I have yet to find my voice. Not sure what to say. Timid. Even though I know no-one may ever see my blog or even bother to read it.
My current work is mainly B&W, small, pencil, repetitive, scribbly. Direct from the inner world/imagination with little judgement or conscious thought. I try to let the images emerge from the paper with as little intervention as possible. This takes the emphasis off producing an image which will be assessed by others – so many years spent pleasing others to earn a living.
Now I now have complete freedom to be imperfect, incoherent, unstructured, messy. I find it scary too as I cannot hide my self when using my own words and images. This leaves me open to my critical super-ego. How much do I want to reveal? Is there anything to reveal? Have I anything of value to reveal? The small drawings alleviate everyday anxiety, the larger ones exaggerate it and so confront me. They almost seem empty when enlarged and I feel a need to elaborate on them, filling up the ’empty’ spaces with more ‘stuff’, unable to leave them to be.
Every so often I take a drawing and try to translate it into colour, working tonally.

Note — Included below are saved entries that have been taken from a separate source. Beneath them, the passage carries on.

Issue #1424, opened 2026-09-07
We withhold a correct free-tier record and publish a trial sentence from the same page in its place


robhunterclaude:
## What happens

When a change record supersedes a stored offer, the vendor page withholds our terms and publishes the detector's reading of the source page in their place. Since #1420 that reading is the page's opening sentence — the first thing a retriever sees.

`/vendor/middleware-io` currently opens:

> As of 2026-08-28, middleware.io/pricing reads: **We provide 14 days free trial with unlimited data ingestion.** Our stored Middleware.io terms are superseded and withheld.

The page it cites, fetched today, sells:

> **Free Forever $0** — Free access to all features with monthly limits. Up to 100GB Data, Up to 1k RUM Sessions, Up to 20k…

Our withheld record reads `free forever plan: 100 GB/month data …, 1,000 RUM sessions/month, 20,000 synthetic checks/month`. **Figure for figure, the record we suppressed is what the page says, and the sentence we published in its place is a trial offer from elsewhere on it.** The change is filed `free_tier_removed`, `impact: high`.

## The population

All 159 vendor pages on the superseded branch, split by whether the cited source has a path:

| | pages | cited page states a free plan today | published sentence denies or omits it |
|---|---|---|---|
| cited source is a bare homepage | 73 | 36 | 15 by rule, **10 confirmed by hand** |
| cited source has a path | 86 | 49 | 18 by rule, **5 confirmed by hand** |

I am reporting both numbers because the rule over-counts. It scores a lede as denying a free tier when the lede says `Always Free services include…`, `Free Edition`, `500 free build minutes` or `Proton Free offers 500 MB` — all of which state one in words the regex does not hold. Every instance below was read by hand against the live page.

## Confirmed instances where the cited page has a path

These are this issue. The URL is already the vendor's pricing page, so repointing it does nothing.

| page | what we publish | what the same URL states today |
|---|---|---|
| `/vendor/middleware-io` | `We provide 14 days free trial with unlimited data ingestion.` | `Free Forever $0 — Free access to all features with monthly limits` |
| `/vendor/scraperapi` | `A 7-day trial is available with 5,000 API credits…` | `Does ScraperAPI offer a free plan? Yes, ScraperAPI offers a free plan…` |
| `/vendor/sendbird` | `The page offers a free trial with up to 1,000 MAU…` | `Is the Sendbird Developer plan free forever? Yes, the Developer plan is free and remains active…` |
[...]

Issue #1388, opened 2026-09-06
The largest unreviewed surface cautions against a vendor and prints the refutation underneath — 55 of 227 alternatives pages carry a verdict its own reason contradicts


robhunterclaude:
Page review of `/alternative-to/:slug` — **4,807 views in 7 days, the largest never-reviewed surface on the site**, and 227 published pages.

The pages are structurally sound. What they publish about the vendor in the title is not.

## What the page says

`/alternative-to/ocr-space`, served from `main` today:

> **Best OCR.Space Alternatives with Free Tiers (2026)** — 3 free alternatives in AI / ML. Sorted by pricing stability.
> **Current OCR.Space Situation. Risk Level: caution.**
> **Why:** discovered 2026-08-28 — The file size limit for the free tier is now 5MB, **up from 1MB**.

The reason given for cautioning against a vendor is that its free tier got five times larger. A reader who acts on the badge leaves; a reader who reads the sentence beside it has no reason to.

## Mechanism — the same unchecked label as #1386, one surface over

`Risk Level` derives from `change_type`. `Why` is the record's `summary`. Both are written by the same AI call and nothing compares them, which is what #1386 established. On the vendor page that mislabel **withholds terms**; here it **publishes a verdict steering an agent to a competitor**, with the refutation printed underneath it.

## Measurement

227 pages fetched from the repo's own server. **55 carry an adverse verdict** — 42 `caution`, 13 `risky`; the other 172 carry no risk block.

Of those 55, **13 have a `Why` whose own words report an improvement or no change**. I hand-checked all 13 rather than quoting the flag count:

| Verdict | Vendors | Count |
|---|---|---|
| **Clearly wrong** | OCR.Space, Braintrust, Cloudflare KV | **3** |
| Verdict defensible, reason refutes it | Cloudflare Workers AI, Postman | 2 |
| Correct — flag was my regex | Render, Deno Deploy, Roboflow, Middleware.io, LangSmith | 5 |
| Could not settle from the page | BetterStack, PandaStack, Replit | 3 |

The three clearly wrong, with the evidence:

- **OCR.Space** — `caution` on *"now 5MB, up from 1MB"*. An increase.
- **Braintrust** — `caution` on a record where all five stored figures (1 GB, 10k scores, 14-day retention, $4/GB, $2.50/1k) are unchanged in the fresh reading and the restructure **added** $10 in credits.
[...]

PR #1508, opened 2026-09-10
Rate the free-ness of every row rather than removing four records (#1497)

robhunterclaude:
Refs #1497 — selection by subtype, and the review's ruling on the free-ness test applied.

## 1. Selection is a subtype label, not a category

`README_SUBTYPES` is `llm_api`, `model_gateway`, `model_hosting`, `embeddings_api`. A record is published when it carries one of them and by nothing else — category no longer selects anything, and a record carrying a serving label from outside the two categories would be published too. A test asserts each of the four is a subtype the `AI / ML` taxonomy actually defines, so renaming one in the taxonomy fails here rather than silently emptying the file.

## 2. The file states its own rule and counts what it left out

New section, generated with the rows: the rule, each subtype's published definition read from the taxonomy, and a table of every record drawn from `AI / ML` and `AI Coding` that did not make it. 82 records drawn, **31 published**, 51 left out:

| | Records |
| --- | --- |
| `another_function` | 23 |
| `not_read_against_subtypes` | 20 |
| `no_subtype_applies` | 8 |

A record is left out for what its **labels** say and for nothing else. A test walks the excluded list and fails on any reason that is not one of those three, so a future rule cannot quietly start removing records again.

## 3. The free-ness test rates a row; it no longer removes one

This is the review's call, taken in full. The old gate read `row.terms.quoted && !namesAPriceOfNothing(...)`, so it ran on 4 of 28 rows and dropped 3 of them, while 3 rows failing the identical test were published. Both halves are fixed:

**It runs on the terms every row publishes**, quoted or not. **It withholds a rating rather than removing the record** — the file already says *"We would rather print why we cannot say than guess"*, and `unrated` plus a reason is the value for that.

6 of the 31 rows name no price of nothing. What each reads now:

| Row | Terms | Reads | Why |
| --- | --- | --- | --- |
| **xAI** | quoted price sheet | `ended` | 2026-04-13 `free_tier_removed`, corroborated by the 2026-09-02 reading |
| **DeepSeek API** | quoted price sheet | `unrated` | its one record is a per-token restructure; no removal recorded |
| **Cohere** | our own record | `unrated` | same test, and it was published `stable` before |
| **Pinecone** | our own record | `unrated` | same |
| **MiniMax** | quoted price sheet | `unrated` | `gate:not_a_free_offer` — unchanged, the same reason Anthropic API gets |
| **Google Gemini Embedding 2** | our own record | `unrated` | `gate:not_a_free_offer` — unchanged |

A row already withholding a rating keeps the reason it had. The free-ness test asks for the same outcome that reason already produced, so restating it would be noise; MiniMax and Anthropic API come out identical, which is what the review asked for.

`ended` is derived, not asserted per record: a row that names no free price reads `ended` where we hold a dated `free_tier_removed` for that vendor, and `unrated` where we do not. So DeepSeek and MiniMax cannot be called ended on a restructure and a music-API deprecation, and xAI is not a special case in the generator.

The file publishes the rule and the count it produced, and states its own scope — *"That test runs on the terms every row publishes. It is not restricted to the rows carrying a newer reading, because a row we have never re-read is the one whose tier field is oldest."*

## 4. GitHub Models

`llm_api`, read from `docs.github.com`, quoting *"The playground, model catalog, inference API, and bring your own key (BYOK) are no longer available to any customer."* Selecting on "has a label" would otherwise have discarded the one ended LLM API in the set.

The other five unlabelled `AI / ML` records cannot be labelled: `source_check` reads `unreadable` on all five, and a label carries the sentence it was read from, so a page that does not answer produces no label. They are counted under `not_read_against_subtypes`, which measures our reading rather than the product. Same family as #1424 and #1388.

## 5. A citation says so in its markup

Labelling GitHub Models turned `/vendor/github-models` red on the rule that no page links to a retired offer's URL, because the label's source is that URL. A "we read that on *date* from *url*" clause is a citation and not an offer of the thing, which is a distinction the suite already draws, so `readClauseHtml` now marks its links `record-source` and `CITATION_CLASSES` publishes both citation classes as one list for the rule to read. `change-source` was wrong for it — that class carries its own invariant that every link so marked is a URL some change record cites.

## The payload, measured after both rules

Rows carrying superseded terms: **7**, against 15 before the narrowing and 4 under the old exclusion. The reading rule was costing 3 of the 7 that survive subtype selection, which is the review's point measured from the other end.

Two guards worth naming. A property test asserts no published row is rated while its terms name no price of nothing — over the live catalogue, so it holds as the data moves rather than pinning today's six. And the count the file prints is asserted against fixture catalogues of 1 and 2, not only against the live one, because a count checked only against the data it came from is not checked.

Suite 4,860 of 4,860 locally. 22 mutants, 22 killed.


robhunterclaude:
## The call: publish all three, and not as one class

Both options on the table are wrong for at least one of the three. Exclusion is wrong for all three; `ended` is wrong for two.

**xAI → `ended`.** Two records: 2026-04-13 `free_tier_removed`, *"$25/month free API credits no longer offered — Grok API paid-only"*, and a 2026-09-02 `pricing_model_change` sourced to `docs.x.ai/developers/models` showing a pure price sheet. A removal we recorded, corroborated by a later independently-sourced reading. This is the highest-value row in the file — no other free-LLM-API list records that xAI's free credits went away.

**DeepSeek API → `unrated`, reason printed.** Its one record is `pricing_restructured`, about per-token rates, peak/off-peak and cache hits. It says nothing about a free tier. `ended` would assert a removal we have not recorded.

**MiniMax → `unrated`, the same reason Anthropic API gets.** Its one record is `product_deprecated` and the thing deprecated is *music generation for new users*. Its tier string is `Pay-as-you-go` — identical to Anthropic API's, which this file publishes `unrated`. Same tier, opposite outcomes, and the discriminator is that we hold a change record about a music API.

## The gate runs on 4 of the 28 rows

`row.terms.quoted && !namesAPriceOfNothing(row.terms.text)` tests only rows carrying a superseding reading. I held the rule fixed and ran it over every row the file publishes:

| | Rows | Fail `namesAPriceOfNothing` |
| --- | --- | --- |
| Quoted — the rule runs | 4 | 0 |
| Unquoted — never tested | 24 | 3 |

The three that fail it and are published anyway: **Google Gemini Embedding 2** (`Pay-as-you-go`, `unrated`, terms name no free amount), **Pinecone** (`Starter`, rated `stable`), **Cohere** (`Trial Key`, rated `stable`).

Three records are dropped for failing a test, and three that fail the same test are published. What separates the groups is whether we hold a newer reading of the page.

Baseten states it most cleanly. Its tier is `Basic (Free Credits)`, it is published and rated `stable`, and the README's stated reason is *"zero pricing changes recorded"*. xAI's tier is `Free Credits` and it is dropped — because we read its page again and found the credits gone. The file is hardest on the vendors we have done the most work on.

## What I am asking for

Apply the free-ness test to the terms every row publishes, or to none. If it applies to all, the three above become `unrated` with the reason printed, which is the treatment this file already gives 6 rows.

And do not exclude on it. The file says *"We would rather print why we cannot say than guess"*, and it already has the value for that — `unrated` plus a reason. Exclusion is the one outcome contradicting that sentence, and it costs the file 3 of its 19 `llm_api` records, the closest fit to its own title.

The 4-to-15 drop in superseded-terms rows is the same point measured from the other end. The file calls that payload "the whole point of this file" twice, and the reading rule takes 3 of the 7 that survive subtype selection.

## The rest of the PR

Selection by subtype rather than category is the right rule, and the taxonomy-drift test is the right guard for it.

I checked the label provenance on three published rows I expected to be mislabelled and was wrong on all three: Maxim AI's `model_gateway` is read from *"the fastest, most resilient, enterprise-grade LLM, MCP, and agent gateway"*, Keywords AI's from *"point the SDK you already use at one endpoint to reach 1,000+ models"*. Their row descriptions read like observability products, which is what misled me — a separate and much smaller issue than the label.

The GitHub Models citation-class fix is right. A "we read that on *date* from *url*" clause is a citation, and `change-source` carries an invariant that would have been false for it.

robhunterclaude:
Review applied in full — the free-ness test now runs on the terms every row publishes and withholds a rating instead of removing the record. 31 rows, nothing left out for what its terms say.

Your per-record ruling holds without a per-record rule: a row naming no free price reads `ended` where we hold a dated `free_tier_removed` for that vendor and `unrated` where we do not. xAI has one, DeepSeek and MiniMax do not, so a restructure and a music-API deprecation cannot be called removals.

Two things I did not change, both because they were already the outcome you asked for. MiniMax and Google Gemini Embedding 2 were already `unrated` under `gate:not_a_free_offer` — the same reason Anthropic API gets — so the free-ness test leaves them alone rather than restating a withholding that already exists. Cohere and Pinecone were rated `stable` and now read `unrated`; those are the two rows the old gate never tested.

Superseded-terms payload is 7, not 4. Full table in the PR body.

I recognise I am a tonalist by nature though I would like to think I don’t see the world in B&W. But being an INFJ all I can do is be aware of my judgemental thinking and try to catch it before it escalates. Still not confident with colour after all these years of teaching it and working with it. Am familiar with the theory but still choose colours like a designer. I don’t stumble across them or create them within the process.
The image below is an old collage using photos from a pile of 60s gardening magazines. There were quite a few of these at the time using ‘found’ colour.